22-09-2012
zmień rozmiar tekstu
A+ A-
81-latka, która zniszczyła fresk Elíasa García Martíneza usiłując odnowić dzieło, żąda zapłaty za swoją „pracę".
Kilka miesięcy temu 81-letnia Cecilia Gimenez postanowiła na własną rękę odrestaurować XIX-wieczny fresk „Ecce homo" Elíasa García Martíneza znajdujący się w Sanktuarium Miłosierdzia Bożego w Borja koło Saragossy. W efekcie zniszczyła pracę.
Historia, która się wydarzyła przypomina jeden z filmów z udziałem - "Jaś Fasola - nadciąga totalny kataklizm". Skutek starań pani Gimenez przeraził ekspertów - postać Jezusa została pozbawiona detali wyszczególnionych przez oryginalnego autora, a co więcej przypomina teraz „małpę w habicie".
Niemniej jednak, właśnie ze względu na nietypową „renowację", fresk zyskał światową popularność - masowo przyjeżdżają do Borji, by sfotografować się przy zniszczonym dziele. Fotografie zrujnowanego fresku znalazły się na najbardziej znanych portalach internetowych, a także zostały opublikowane przez gazety na całym świecie, m. in. w Iranie, Chinach, na Wyspach Dziewiczych.
Jak podaje elcorreo.com, staruszka zażądała wynagrodzenia za dokonaną przez siebie „renowację". Uważa, że przyczyniła się do spopularyzowania Sanktuarium Miłosierdzia Bożego, a ponieważ parafia wprowadziła opłaty za wstęp do kościoła, pani Gimenez zażądała tantiem. W zaledwie cztery dni zarobiło 2600 dolarów.

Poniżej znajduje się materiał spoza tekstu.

Issue #102, opened 2015-10-01
'make' generates 4 executables


lukewagner:
After the recent Makefile changes (which makes things much nicer), the first run of 'make' generates 'wasm' and 'unopt'.  The second run adds 'main.native' and 'main.d.byte'.  Ideally, 'make' would only generate 1 executable.  For ease of use, maybe this should be the unopt build and you have to type 'make opt' to get the opt build?

PR #105, opened 2015-10-02
Makefile improvements

rossberg-chromium:
- Only build opt version by default.
- Mark `main.native` and `main.d.byte` as intermediate targets.
- Introduce test target to invoke test runner.

This should address issue #102 .

### DIFF
--- a/ml-proto/Makefile
+++ b/ml-proto/Makefile
@@ -5,8 +5,8 @@
 #
 
 NAME =		wasm
-NAME_OPT =      $(NAME)
-NAME_UNOPT =    $(NAME).unopt
+NAME_OPT =      $(NAME).opt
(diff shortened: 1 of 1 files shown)


lukewagner:
Thanks!

sunfishcode:
The debug build has much more extensive backtraces, and since performance isn't really important for the spec interpreter, would it make sense to make the debug build be the default?

rossberg-chromium:
Done

sunfishcode:
lgtm

lukewagner:
The issue I see now is that `make` and `runtests.py` don't seem to observe file changes so i have to force rebuild.

rossberg-chromium:
Hm, okay, will look into that.

PR #107, opened 2015-10-02
Only validate memops when there is a memory section

lukewagner:
This PR makes it a validation error to use linear memory operations (load, store, page_size, resize_memory, memory_size) when there is no memory section declared in the module.  Since it is possible to have a `(memory 0)` section (which allows memory ops but doesn't require allocation), there is no loss of expressiveness for producers.  Rather, this is a simple a priori way to capture the wasm producer's intent to never use linear memory that allows the impl to take advantage of this (to reduce footprint, avoid corner cases in codegen) without having to worry about a linear memory later appearing (via resize_memory or dynamic linking).  This restriction could later be backwards-compatibly relaxed if necessary.  The main expected use is apps using [GC](https://github.com/WebAssembly/design/blob/master/GC.md) for all memory.

### DIFF
--- a/ml-proto/spec/eval.ml
+++ b/ml-proto/spec/eval.ml
@@ -25,7 +25,7 @@ type instance =
   imports : import list;
   exports : export_map;
   tables : func list list;
-  memory : Memory.t;
+  memory : Memory.t option;
   host : host_params
 }
 
@@ -87,6 +87,9 @@ let numerics_error at = function
   | Numerics.InvalidConversionToInteger ->
       error at "runtime: invalid conversion to integer"
   | exn -> raise exn
+
+let some_memory c =
+  match c.module_.memory with Some m -> m | _ -> assert false
 
 let some v at =
   match v with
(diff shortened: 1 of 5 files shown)


titzer:
We should make this the default, as memory just causes so many problems.

Haha, jk. I like this idea.

sunfishcode:
lgtm

ml-proto/spec/eval.ml
```diff
@@ -88,6 +88,9 @@ let numerics_error at = function
       error at "runtime: invalid conversion to integer"
   | exn -> raise exn
 
+let some_memory c =
+  match c.module_.memory with Some m -> m | _ -> assert false
```
rossberg-chromium: Can we make this a proper runtime error instead of an assertion failure? As a rule of thumb, always assume that the evaluator can be fed unchecked code. In fact, we even do so for `invoke` arguments.

lukewagner: As brought up in #109, I wonder if we can stop feeding the evaluator unchecked code.  In that case, I think it'd be nice if our user of `assert` in `eval` specifically asserted "checked earlier" and so we had a clear documented distinction between actual runtime errors and things that should never happen, assuming soundness.  That is, if someone did a soundness proof, they'd prove we never hit an assert.

lukewagner: ... but I should probably leave that for a separate issue so it can be considered orthogonally; I'll put in the runtime error here for now.

rossberg-chromium: I think we still want to distinguish two classes of execution errors (aside
from traps): bugs in the semantics (i.e., the static semantics not being
sound wrt the operational semantics), and bugs in the implementation. The
latter would be assertion failures, but the former should be observed by a
dedicated exception.

lukewagner: That sounds good.  So maybe a new `Soundness` exn type?  Since this shouldn't ever happen, seems like it could be made more terse to raise and leave out position/string.

rossberg-chromium: Maybe let's call it `Crash`. Soundness then is the property that a crash
cannot happen for a checked program. :)

Not sure why you'd want to drop the error info. There aren't many places
that raise this, so I would err on the side of being more informative in
those cases.

lukewagner: Not strong reason: just because the source info clutters a bit and while it's generally worth it because it helps us when developing, the `Crash`es should never happen, even when developing.  That's why I liked `assert`.  Since impl=spec (sortof), I do wonder if we need to discriminate bugs in impl and bugs in semantics.

rossberg-chromium: > Since impl=spec (sortof), I do wonder if we need to discriminate bugs in impl and bugs in semantics.

I think the "sortof" is key here. As much as we try to approximate
that ideal, there's still a lot of non-declarative code in the
implementation, and not everything is in the spec directory anyway. So
I think the distinction is useful.

lukewagner: I can see your point and I don't have a strong opinion on this.

lukewagner:
Merging with comments addressed.

Issue #80, opened 2015-09-18
OCaml's Bigarray module can't handle large linear memory sizes


sunfishcode:
memory.ml is [currently](https://github.com/WebAssembly/spec/blob/master/ml-proto/src/spec/memory.ml#L5) using OCaml's [Bigarray](http://caml.inria.fr/pub/docs/manual-ocaml/libref/Bigarray.html) module, specifically [Bigarray.Array1](http://caml.inria.fr/pub/docs/manual-ocaml/libref/Bigarray.Array1.html), to represent linear memory.

Bigarray's interfaces all use OCaml's [int](http://caml.inria.fr/pub/docs/manual-ocaml/values.html#sec77) type for array extents and index values. While int has a host-dependent size, it is 31 bits on some common systems. It is also signed, so it can only hold values less than 1<<30.

Consequently, on 32-bit hosts, it seems the WebAssembly reference interpreter is limited to linear memory sizes less than 1 GiB, even when the underlying host is capable of allocating that much memory.

Am I understanding everything here correctly? And if so, are there any alternatives to Bigarray which allow for bigger sizes?

sunfishcode:
One more note: I noticed this while working on wasm's integer operator semantics, and noticed that `address_of_value` currently does `Int32.to_int i`, which silently wraps if the value is outside the OCaml int range, which is not the intended semantics.

rossberg-chromium:
I think you're correct. This is a limitation on 32-bit systems.

I suggest defining `address` and `size` to be `nativeint`. Then
`address_of_value` would no longer wrap.

Furthermore, the `create` function then needs to check whether the size
overflows an int, and if so, raise `Out_of_memory`. That way, sizes too
large are not observably different from OOM, which seems like suitable
behaviour.

Analogously, load & store functions in memory.ml need to check whether the
index overflows int range and raise `Bounds` in that case.

lukewagner:
I consider this basically resolved by #108 which at least confines the hand waving to [one well-commented block](https://github.com/WebAssembly/spec/blob/6867335cdb77ab71980af7b2ff74ecc6676626cb/ml-proto/spec/memory.ml#L27).

PR #108, opened 2015-10-02
Use int64 for addresses and sizes, isolate BigArray int limitation

lukewagner:
This PR is intended to address some of the issues raised in #80 by using `int64` throughout `spec`/.  The BigArray `int` limitation is, as suggested in #80, addressed by modeling creation of an array bigger than `max_int` as an `Out_of_memory` trap.

### DIFF
--- a/ml-proto/spec/eval.ml
+++ b/ml-proto/spec/eval.ml
@@ -14,7 +14,7 @@ let error = Error.error
 type value = Values.value
 type func = Ast.func
 type import = value list -> value option
-type host_params = {page_size : int}
+type host_params = {page_size : Memory.size}
 
 module ExportMap = Map.Make(String)
 type export_map = func ExportMap.t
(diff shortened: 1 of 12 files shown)


ml-proto/spec/memory.mli
```diff
@@ -4,11 +4,9 @@
 
 type memory
 type t = memory
-type address = int
```
rossberg-chromium: Specific reason to remove these instead of making them synonyms for int64? They have some documentation value.

ml-proto/spec/eval.ml
```diff
@@ -275,7 +274,7 @@ and eval_func (m : instance) (f : func) (evs : value list) =
 let init_memory ast =
   match ast with
   | None ->
-    Memory.create 0
+    Memory.create Int64.zero
```
rossberg-chromium: You can write `0L` for this (same below).

ml-proto/spec/memory.mli
lukewagner: The reason I removed was that, before, we half treated these as opaque types and, with this PR, we fully assume they are int64s, so it seemed like an unnecessary abstraction.  But I wasn't considering the documentation value; I can add them back.

lukewagner:
Updated for comment and rebased.

lukewagner:
@rossberg-chromium lgty?

rossberg-chromium:
LGTM modulo nits

lukewagner:
Merging with nits fixed.

PR #111, opened 2015-10-05
Refactoring float32 and float64 prims into a single FloatPrims functor

naturaltransformation:
This is a simple refactoring of F32 and F64 to avoid fairly significant duplication.


rossberg-chromium:
Looks good, but I would prefer to factor this slightly differently:

- Rename `Float.FloatPrims` to `Float.Make`.
- Move the instantiations of `Float.Make` into separate modules `f32` and `f64` like existed before, which now just contain `include Float.Make(struct ... end)`
- Drop `float.mli`.
- Move the `FLOAT` signature into the `Float` module, and remove the `Floatsig` module.

This way, (1) you avoid all the extra `Float.FXY` abbreviations, and (2) match the idioms of the stdlib more closely.

naturaltransformation:
Good point. I am matching the stdlib style now, including signature names in the module.

rossberg-chromium:
LGTM modulo the TODO.

ml-proto/spec/float.ml
```diff
@@ -0,0 +1,145 @@
...
+  val abs : t -> t
+  val neg : t -> t
+  val copysign : t -> t -> t
+  val eq : t -> t -> bool
+  val ne : t -> t -> bool
+  val lt : t -> t -> bool
+  val le : t -> t -> bool
+  val gt : t -> t -> bool
+  val ge : t -> t -> bool
+  val size : int
```
sunfishcode: `size` wasn't in the interface before. Is there a need for it?

naturaltransformation: Doesn't seem to be anymore. size was there a few commits ago when int cast was integrated in float, but I guess I just let it reappear. In any case, I removed it now. Thanks!

ml-proto/spec/float.ml
```diff
@@ -0,0 +1,181 @@
...
+      of_signless_string (String.sub x 1 (len - 1)) (len - 1)
+    else
+      of_signless_string x len
+
+  let to_string x =
+    (if x < Rep.zero then "-" else "") ^
+      let a = abs x in
+      let af = arith_of_bits a in
+      if af <> af then
+        ("nan(0x" ^ Rep.print_nan a ^ ")")
```
sunfishcode: As a minor nit, `print_nan` here should be named something like `print_nan_significand_digits` since it's just printing that one part, rather than the whole NaN.

naturaltransformation:
Ok, done with the rename.

sunfishcode:
lgtm; thanks!

PR #118, opened 2015-10-08
Split f32.ml and f64.ml into multiple files.

sunfishcode:
These tests are pretty big relative to the other tests; splitting out
the comparison operators into a separate file shrinks them significantly.


rossberg-chromium:
lgtm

Hiszpańskie media informują, że rodzina staruszki wynajęła prawnika, który pomoże kobiecie zdobyć część pieniędzy trafiających do parafii od turystów. Jak wyjaśniają przedstawiciele kobiety, wszak to ona jest autorką tak chętnie oglądanej wersji fresku, ich zdaniem więc powinna zostać opłacona.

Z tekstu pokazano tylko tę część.